Bugün Afganistan, Doğu Pakistan, Libya, Yemen, Irak, Suriye’de ve Güneydoğu bölgelerimizdeki şiddet olayları bu planın hep birer uygulamasıdır. ABD başta olmak üzere 30 sene önce İran-Irak savaşı başlatmışlar, bu savaş on sene sürmüş, İran ve Irak devleti kan gövdeyi götürürcesine savaş yapmış, iki İslam milleti birbirlerni kırıp geçirmişlerdir. Sonra Ortadoğu’ya demokrasi getireceğiz sloganı ile Irak’ta Şii-Sünni mezhepsel farklılığını kullanarak “Yıkılsın zalim Saddam” teraneleri ile Sünni Saddam, Irak’ın ABD tarafından işgali ile İran destekli Irak’ta Şii yönetime dayalı bir devlet oluşturulmuştur. Böylece dışarda kalan ve Saddam’ın idamı ile de temelli köşeye itilen Sünni gruplar silahlandırılmış ve IŞİD veya DEAŞ denen son derece acımasız, gaddar, hiçbir kural tanımayan, İslam adına ortaya çıkarılan ama İslamı temelden yıkıcı İslam dışı davranışlar yapan, akla gelmeyecek menfaatlerle halkı sindiren örgütler ortaya çıkmıştır. Zamanında zalim Saddam, gaddar, diktatör diye bağırdıkları Saddam’ı bugün mum yakıp arar hale gelmişlerdir. Aynı oyun Suriye’nin de üzerinde oynanmış, Esed’in gerçekten zalimane tutum ve davranışları Batının ve ABD’nin eline koz vermiş, Irak’taki olaylar kısa zamanda Suriye’ye de sıçramış, 5 senedir milyonlarca insan vatanından yurdundan, yuvasından, işinden, aşından olmuş, mülteci durumunda komşu devletlerin özellikle Türkiye’nin üzerine ağır bir yük getirmişler, 3 milyondan fazla Suriyeli, 500 binden fazla Iraklı Türkiye’nin şefkatli kucağına sığınmışlardır. Yurdunda yuvasında, durumları, ekonomik sosyal konumları itibariyle son derece iyi iken bugün bu asil insanlar bir pula muhtaç dilenci durumuna düşürülmüşlerdir. Bu insanlar yüce devletimizin ve merhametli milletimizin iane ve iaşesi ile yaşam savaşı vermektedirler. Bunlar son derece ibretlik olaylardır.

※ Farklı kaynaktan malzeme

PR #2198, opened 2025-10-10
feat: Yield integration for DeFi

aabid-majid:
New `Earn` tab that replaces the `Staking` tab.
For now, the Earn tab will only have one data source: yield.xyz API.
However it is planned to host earn opportunities/positions for more data source, such as SEEK staking in the near future.
Therefore a clear separation between `Earn***` and `Yieldxyz***` components has been enforced.

Right now we are only scratching the surface when using yield.xyz capabilities, because its results are automatically trimmed down based on which products we have enabled in our yield.xyz org, and we did not enabled many.
No substrate/solana products are enabled, though they might in the future.
No products that require manual claiming, or that have cooldowns, are enabled. though they might in the future.
=> solution may appear a bit overengineered because of that, it has actually been tested from a dev org that has more capabilities. 

Misc improvements:
- new `WizardModalDialog` and `PopupSizeModalContainer` components that should be usable for all our wizards
- new `createGlobalOpenClose` utility that generates a `useGlobalOpenClose` that supports typed args


apps/extension/src/inject/solana/util.ts
```diff
@@ -54,3 +54,49 @@ export const deserializeTransaction = (transaction: string): Transaction | Versi
     return Transaction.from(bytes)
   }
 }
+
+export const deserializeTransactionFromBase64 = (
```
0xKheops: Please dont add code in the `extension/src/inject` folder: this folder is for code that is injected in all websites by the extension, to allow dapps to communicate with the wallet. it needs to be as tiny as possible.

looks like this should go in `packages/solana` instead

apps/extension/src/ui/apps/dashboard/layout/DashboardLayout.tsx
```diff
@@ -71,10 +71,11 @@ const RESPONSIVE_FLEX_SPACING = classNames(
 const NavButton: FC<{
   label: ReactNode
   icon: FC<{ className?: string }>
+  activeIcon?: FC<{ className?: string }>
```
0xKheops: looks unused

apps/extension/src/ui/apps/popup/pages/Earn/DepositConfirm.tsx
```diff
@@ -0,0 +1,194 @@
...
+        txMetadata: (transaction.txDetails as { shortMetadata?: Uint8Array | `0x${string}` })
+          ?.shortMetadata,
+      }
+    } else if (platform === "solana") {
+      return {
+        platform: "solana" as const,
+        networkId: token.networkId as `0x${string}`,
+        payload: transaction.tx as
+          | import("@solana/web3.js").Transaction
+          | import("@solana/web3.js").VersionedTransaction,
```
0xKheops: is there a reason why there are inline imports here?

apps/extension/src/ui/apps/popup/pages/Earn/DepositConfirm.tsx
```diff
@@ -0,0 +1,194 @@
...
+  const [searchParams] = useSearchParams()
+  const navigate = useNavigate()
+  const [currentStep, setCurrentStep] = useState<"confirm" | "execute" | "progress">("confirm")
+  const [transactionStep, setTransactionStep] = useState<1 | 2>(1)
+  const { set, resetUserInput } = useDepositWizard()
+  const { token } = useDepositFunds()
+  const [progress, setProgress] = useState<{ networkId: string; txId: string } | null>(null)
+
+  // Get parameters from URL
+  const account = searchParams.get("account") || ""
```
0xKheops: a bit worried about a modal playing with the page's url, especially with generic names such as `tokenId` and `account` which could be used by the portfolio page itself in the future (or even now, would need to check)
is it possible to keep the wizard state variables in a react context or an observable that would be local to the modal ? if not, please prefix all url params with `earn`, such as `earnTokenId` and `earnAccount`

I imagine this was inspired by the Send Funds wizard, but the Send Funds wizard lives in its own popup page (also using url params there allow to open the page with prefilled parameters)

0xKheops (changes requested):
Would it be possible to rename "yield" to "earn" ?
it's very likely that the earn tab will have more providers (yieldxyz being just the first one), so it would be preferable to have consistency in the naming of what s related to the earn feature.
at first glance main ones to rename are: 
- extension-core/domains/yield folder package
- extension/ui/api methods and associated backend handlers
- hooks names

0xKheops (approved):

35-40 sene önce 5 kez Şam ve Bağdat ziyaretlerim Hac nedeni ile yolculuklarımız sebebi ile Suriye ve Irak’tan geçmelerimiz oldu. Bağdat; Paris, Viyana, bugünkü Berlin ayarında, çok şeritli yollar, gündüz gibi aydınlatılmış geceler, dillere destan masal ülkesi gibiydi. Bugün; harabatilerin harab ettiği Bağdat, kan ağlıyor. Ortadoğu’nun en eski yerleşim merkezi Şam, Halep aynı kan gölünün içinde. Bir zamanlar en muhteşem Türk kenti olan Halep bugün baykuşların bile konmadığı virane haldedir. İşte bunlar savaşın, düşmanlığın, terörün korkunç yüzleridir.

Bu yazımızda bunları ifade etmek, hikayeyi aktarmak değil, ders almak, ibret almak, tedbir almak, ayakta kalıp bu korkunç durumlara düşmemek için sonsuz mücadele etmek, vatanımızı, yurdumuzu, bölgelerimizi, milletimizi bu melanetten korumak amacı ile, insanımızı uyarmaktır. Devlet ve millet olarak ortaya konan mücadeleye destek olmak içindir bu uyarılar. Maksadımız hainlerin, satılmış uşakların, şerefsiz teröristlerin cinayetlerini sergilemek değil, onların melanetlerini hatırlatarak önlemlerimizi almaktır. Bunu anlatmaya çalışıyor, herkesi görevini yapmaya çağırıyoruz. Karınca kadarınca bu hizmete katkı olsun istiyoruz.